Saturday 26 August 2017

Wireshark Traps For Young Players

I ran into an interesting problem in work today.  An Ethernet switch appeared not to be behaving correctly: frames that I know were being received on an 802.1q trunk (coming in from a WAN carrier) weren't being sent out an access port for no reason I could see.  The switch configuration was fine...there was no obvious reason it shouldn't have been working.

A bit of background.  

The IEEE 802.1q header has a bit in it call the CFI bit.  CFI stands for "Canonical Format Indicator". It is (or was) used to distinguish between Ethernet-format MAC addresses ("canonical") and Token Ring-format MAC addresses ("non-canonical").  Basically, this bit is set to 0 on Ethernet frames and 1 on Token Ring frames.  Since Token Ring is (mercifully) now a thing of the dim-and-distant past, this bit is now always set to 0 (which is why most people - including me - have never noticed it and may be oblivious to its existence).  The 802.1q standard specifies that frames received with the CFI bit set (indicating Token Ring frames) should not be transmitted on untagged Ethernet interfaces (because the MAC address format is different and won't make any sense).  This will become important later.

The more recent 802.1ad specification which - among other things - codifies "Q-in-Q" (a.k.a. double-tagging) renames and repurposes this bit so it is now called the DEI bit.  This is where my problems started, but more on that later.  DEI stands for "Discard Eligible Indicator" and is a hint that this packet can be discarded in the event of congestion on a link.  It is in the same bit position as the CFI bit was...it just has a completely different meaning now.  

This gets me to my first problem.  I was told that my carrier was sending me tagged frames with the DEI bit set (there was a legitimate reason for this).  I figured that my Ethernet switch might interpret the DEI bit as a CFI bit (remember, same bit position in the 802.1q header) and might (correctly, from its point of view) refuse to send the frame on an untagged Ethernet interface.  Sure enough, once the carrier stopped setting the DEI bit, everything started working OK.

That would be the end of the story except that when I ran packet-captures to see what was what was going on, the frames coming in from the carrier had the DEI bit clear.  I can think of a few possibilities:-

  • My tip-off that the carrier was setting the DEI was incorrect and there was something else going on.
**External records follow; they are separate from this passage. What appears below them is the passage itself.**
PR #2452, opened 2020-01-11
update to wxwidgets 3.1.3 / fix update check:

abma:
sourceforge.net seems to be unmaintained


src/wxwidgets.mk
```diff
@@ -4,25 +4,31 @@ PKG             := wxwidgets
...
 endef
 
 define $(PKG)_CONFIGURE_OPTS
-        $(MXE_CONFIGURE_OPTS) \
+       --host='$(TARGET)' \
+       --build='$(BUILD)' \
+       --prefix='$(PREFIX)/$(TARGET)' \
+       $(if $(BUILD_STATIC), \
+          --disable-shared , \
+          --enable-shared )  \
```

Not likely since the problem went away as soon as the carrier changed this (and my theory around this seemed pretty sound).
  • The interface-mirroring on the switch was "lying" about the CFI/DEI bit being set (which didn't seem hugely likely either)
  • There was a problem with my packet-captures.

After some research, I found this (short but very informative) thread https://lists.linuxfoundation.org/pipermail/bridge/2016-March/009940.html.  The TL;DR version is that the Linux kernel "abuses" the CFI/DEI bit for its own internal purposes and always clears it !  This was fine when the bit was CFI (and therefore always 0), but it is distinctly not fine now that the bit should be interpreted as DEI.  As it happened, I had done all of my packet-captures on Linux machines 😞

So I set up an experiment.  I have a machine transmitting Ethernet frames (using this https://gist.github.com/austinmarton/1922600) with with the following characteristics:-
  • IEEE 802.1q encapsulation (Ethertype 0x8100)
  • VLAN tag 120
  • CFI bit in the 802.1q header set to 1
Then I used Wireshark to capture these frames on a few platforms.  The results were eye-opening.

Linux


Sure enough, the 802.1q header and the VLAN tag are there, but the CFI/DEI bit is set to 0.  Bingo !!

Windows

The second packet-capture is done on the same NIC on the same laptop (it dual-boots Windows and Linux)
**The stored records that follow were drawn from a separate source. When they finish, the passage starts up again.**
PR #2453, opened 2020-01-17
Fix qt5 cmake

### LINKED ISSUE #1642: Qt5 + cmake doesn't seem to work at all

### LINKED ISSUE #2166: CMake: undefined reference to `qt_static_plugin_QWindowsIntegrationPlugin()'
I have build my application against a statically linked Qt 5.11 with the CMake wrapper. However, when I try to run the application on Windows I get: `"This application failed to start because no Qt platform plugin could be initialized."`

After some desperate googling I guess that I need to add:

`#include <QtPlugin>`

`Q_IMPORT_PLUGIN(QWindowsIntegrationPlugin)`

...but this leads to this `undefined reference to qt_static_plugin_QWindowsIntegrationPlugin()` when building the application. 

How should I do this with CMake? Running the application on Windows has worked before without doing anything so I guess something has changed in the recent Qt versions.

### LINKED ISSUE #2430: Qt 5.13 fails to link with openssl
Hello,

When cross-compiling with cmake a program depending on qt5, I have the following errors at linking:

```
[100%] Linking CXX executable DLAutoParam.exe
/home/user/mxe/usr/i686-w64-mingw32.static/qt5/lib/libQt5Network.a(qnetworkinterface_win.o):qnetworkinterface_win.cpp:(.text$_ZN24QNetworkInterfaceManager22interfaceIndexFromNameERK7QString+0x19): undefined reference to `ConvertInterfaceNameToLuidW@8'
/home/user/mxe/usr/i686-w64-mingw32.static/qt5/lib/libQt5Network.a(qnetworkinterface_win.o):qnetworkinterface_win.cpp:(.text$_ZN24QNetworkInterfaceManager22interfaceIndexFromNameERK7QString+0x3c): undefined reference to `ConvertInterfaceLuidToIndex@8'
/home/user/mxe/usr/i686-w64-mingw32.static/qt5/lib/libQt5Network.a(qnetworkinterface_win.o):qnetworkinterface_win.cpp:(.text$_ZN24QNetworkInterfaceManager22interfaceNameFromIndexEj+0x24): undefined reference to `ConvertInterfaceIndexToLuid@8'
/home/user/mxe/usr/i686-w64-mingw32.static/qt5/lib/libQt5Network.a(qnetworkinterface_win.o):qnetworkinterface_win.cpp:(.text$_ZN24QNetworkInterfaceManager22interfaceNameFromIndexEj+0x43): undefined reference to `ConvertInterfaceLuidToNameW@12'
/home/user/mxe/usr/i686-w64-mingw32.static/qt5/lib/libQt5Network.a(qnetworkinterface_win.o):qnetworkinterface_win.cpp:(.text$_ZN9QHostInfo15localDomainNameEv+0x2b): undefined reference to `GetNetworkParams@8'
/home/user/mxe/usr/i686-w64-mingw32.static/qt5/lib/libQt5Network.a(qnetworkinterface_win.o):qnetworkinterface_win.cpp:(.text$_ZN9QHostInfo15localDomainNameEv+0x12e): undefined reference to `GetNetworkParams@8'
/home/user/mxe/usr/i686-w64-mingw32.static/qt5/lib/libQt5Network.a(qnetworkinterface_win.o):qnetworkinterface_win.cpp:(.text$_ZL16interfaceListingv+0x47): undefined reference to `GetAdaptersAddresses@20'
/home/user/mxe/usr/i686-w64-mingw32.static/qt5/lib/libQt5Network.a(qnetworkinterface_win.o):qnetworkinterface_win.cpp:(.text$_ZL16interfaceListingv+0x19a): undefined reference to `ConvertInterfaceLuidToNameW@12'
/home/user/mxe/usr/i686-w64-mingw32.static/qt5/lib/libQt5Network.a(qnetworkinterface_win.o):qnetworkinterface_win.cpp:(.text$_ZL16interfaceListingv+0x746): undefined reference to `GetAdaptersAddresses@20'
/home/user/mxe/usr/i686-w64-mingw32.static/qt5/lib/libQt5Network.a(qsslsocket_openssl_symbols.o):qsslsocket_openssl_symbols.cpp:(.text$_Z23q_ASN1_STRING_get0_dataPK14asn1_string_st+0x1): undefined reference to `ASN1_STRING_get0_data'
/home/user/mxe/usr/i686-w64-mingw32.static/qt5/lib/libQt5Network.a(qsslsocket_openssl_symbols.o):qsslsocket_openssl_symbols.cpp:(.text$_Z18q_OPENSSL_init_sslyPK21ossl_init_settings_st+0x1): undefined reference to `OPENSSL_init_ssl'
/home/user/mxe/usr/i686-w64-mingw32.static/qt5/lib/libQt5Network.a(qsslsocket_openssl_symbols.o):qsslsocket_openssl_symbols.cpp:(.text$_Z21q_OPENSSL_init_cryptoyPK21ossl_init_settings_st+0x1): undefined reference to `OPENSSL_init_crypto'
/home/user/mxe/usr/i686-w64-mingw32.static/qt5/lib/libQt5Network.a(qsslsocket_openssl_symbols.o):qsslsocket_openssl_symbols.cpp:(.text$_Z9q_BIO_newPK13bio_method_st+0x1): undefined reference to `BIO_new'
/home/user/mxe/usr/i686-w64-mingw32.static/qt5/lib/libQt5Network.a(qsslsocket_openssl_symbols.o):qsslsocket_openssl_symbols.cpp:(.text$_Z11q_BIO_s_memv+0x1): undefined reference to `BIO_s_mem'
/home/user/mxe/usr/i686-w64-mingw32.static/qt5/lib/libQt5Network.a(qsslsocket_openssl_symbols.o):qsslsocket_openssl_symbols.cpp:(.text$_Z12q_BN_is_wordP9bignum_stj+0x1): undefined reference to `BN_is_word'
/home/user/mxe/usr/i686-w64-mingw32.static/qt5/lib/libQt5Network.a(qsslsocket_openssl_symbols.o):qsslsocket_openssl_symbols.cpp:(.text$_Z22q_EVP_CIPHER_CTX_resetP17evp_cipher_ctx_st+0x1): undefined reference to `EVP_CIPHER_CTX_reset'
/home/user/mxe/usr/i686-w64-mingw32.static/qt5/lib/libQt5Network.a(qsslsocket_openssl_symbols.o):qsslsocket_openssl_symbols.cpp:(.text$_Z18q_EVP_PKEY_base_idP11evp_pkey_st+0x1): undefined reference to `EVP_PKEY_base_id'
/home/user/mxe/usr/i686-w64-mingw32.static/qt5/lib/libQt5Network.a(qsslsocket_openssl_symbols.o):qsslsocket_openssl_symbols.cpp:(.text$_Z10q_RSA_bitsP6rsa_st+0x1): undefined reference to `RSA_bits'
/home/user/mxe/usr/i686-w64-mingw32.static/qt5/lib/libQt5Network.a(qsslsocket_openssl_symbols.o):qsslsocket_openssl_symbols.cpp:(.text$_Z10q_DSA_bitsP6dsa_st+0x1): undefined reference to `DSA_bits'
/home/user/mxe/usr/i686-w64-mingw32.static/qt5/lib/libQt5Network.a(qsslsocket_openssl_symbols.o):qsslsocket_openssl_symbols.cpp:(.text$_Z16q_OPENSSL_sk_numP8stack_st+0x1): undefined reference to `OPENSSL_sk_num'
```

Thanks

ArtemPisarenko:
Couple of changes which makes work at least simple Qt5 applications built with CMake.
One of them is Qt patch I [submitted upstream](https://codereview.qt-project.org/c/qt/qtbase/+/286837).

Fixes #1642
Fixes #2430
Fixes #85
Fixes #2166

### DIFF
--- a/src/qtbase.mk
+++ b/src/qtbase.mk
@@ -96,8 +96,9 @@ define $(PKG)_BUILD
         -I'$(1)/test-$(PKG)-pkgconfig' \
         `'$(TARGET)-pkg-config' Qt5Widgets$(BUILD_TYPE_SUFFIX) --cflags --libs`
 
-    # setup cmake toolchain
+    # setup cmake toolchain and test
     echo 'set(CMAKE_SYSTEM_PREFIX_PATH "$(PREFIX)/$(TARGET)/qt5" ${CMAKE_SYSTEM_PREFIX_PATH})' > '$(CMAKE_TOOLCHAIN_DIR)/$(PKG).cmake'
+    $(CMAKE_TEST)
 
     # batch file to run test programs
     (printf 'set PATH=..\\lib;..\\qt5\\bin;..\\qt5\\lib;%%PATH%%\r\n'; \
--- a/src/qtbase.mk
+++ b/src/qtbase.mk
@@ -9,7 +9,7 @@ $(PKG)_CHECKSUM := 4ef921c0f208a1624439801da8b3f4344a3793b660ce1095f2b7f5c4246b9
 $(PKG)_SUBDIR   := $(PKG)-everywhere-src-$($(PKG)_VERSION)
 $(PKG)_FILE     := $(PKG)-everywhere-src-$($(PKG)_VERSION).tar.xz
 $(PKG)_URL      := https://download.qt.io/official_releases/qt/5.14/$($(PKG)_VERSION)/submodules/$($(PKG)_FILE)
-$(PKG)_DEPS     := cc dbus fontconfig freetds freetype harfbuzz jpeg libmysqlclient libpng openssl pcre2 postgresql sqlite zlib zstd jasper libmng tiff libwebp lcms lzma
+$(PKG)_DEPS     := cc dbus fontconfig freetds freetype harfbuzz jpeg libmysqlclient libpng openssl pcre2 postgresql sqlite zlib zstd
 $(PKG)_DEPS_$(BUILD) :=
 $(PKG)_TARGETS  := $(BUILD) $(MXE_TARGETS)
 
--- a/src/qtbase.mk
+++ b/src/qtbase.mk
@@ -9,7 +9,7 @@ $(PKG)_CHECKSUM := 4ef921c0f208a1624439801da8b3f4344a3793b660ce1095f2b7f5c4246b9
 $(PKG)_SUBDIR   := $(PKG)-everywhere-src-$($(PKG)_VERSION)
 $(PKG)_FILE     := $(PKG)-everywhere-src-$($(PKG)_VERSION).tar.xz
 $(PKG)_URL      := https://download.qt.io/official_releases/qt/5.14/$($(PKG)_VERSION)/submodules/$($(PKG)_FILE)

Even worse !!  Under Windows, I don't even get to the the 802.1q header.  I tried this on two different Windows machines (both Windows 10, admittedly) with the same results.  This could really send you off on a wild goose-chase if you were trying to troubleshoot a real problem.

Mac

Perfect: I can see the 802.1q header and the CFI/DEI bit is still set to 1, just as it should be.

The message thread indicates that this only happens with if the Ethertype value is 0x8100 (802.1q) or 0x88a8 (802.1ad) but not if another Ethertype is used.  Let's try that:-


Look at that !  Changing the Ethertype from 0x8100 to 0x8101 and now the Linux laptop leaves the CFI/DEI bit untouched (I had to twist Wireshark's arm to get it to parse 0x8101 as an 802.1q frame).  That makes sense: the Linux kernel no longer sees the frame as an 802.1q/802.1ad frame and therefore doesn't see the following two bytes as an 802.1q/802.1ad header that it can mess with.

The first lesson is that one needs to be very circumspect about packet-captures unless you are very sure about the behaviour of the platform you are doing the capturing on.

Second, if you have a WAN provider setting that DEI bit (e.g. on a "best-effort" WAN service), be aware that your switch may be refuse to pass those frames through.